[EXERCISE REQUIREMENTS] Search the entries for the word "unused". Copy every line where it turns up.

[DATA IN THIS EXERCISE]

PR #991, opened 2017-04-24
hack/test: add unused and gosimple checks

### LINKED ISSUE #876: Add `unused` and `gosimple` check in CI
ref:
- https://github.com/dominikh/go-tools/tree/master/cmd/unused
- https://github.com/dominikh/go-tools/tree/master/cmd/gosimple

We can add the above tools to `unit` CI

hasbro17:
Added checks for `unused` and `gosimple`.
Fixes #876 

Also corrected changes pointed out by the above checks:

[ANSWER BOX]
hack/test: add unused and gosimple checks
### LINKED ISSUE #876: Add `unused` and `gosimple` check in CI
- https://github.com/dominikh/go-tools/tree/master/cmd/unused
Added checks for `unused` and `gosimple`.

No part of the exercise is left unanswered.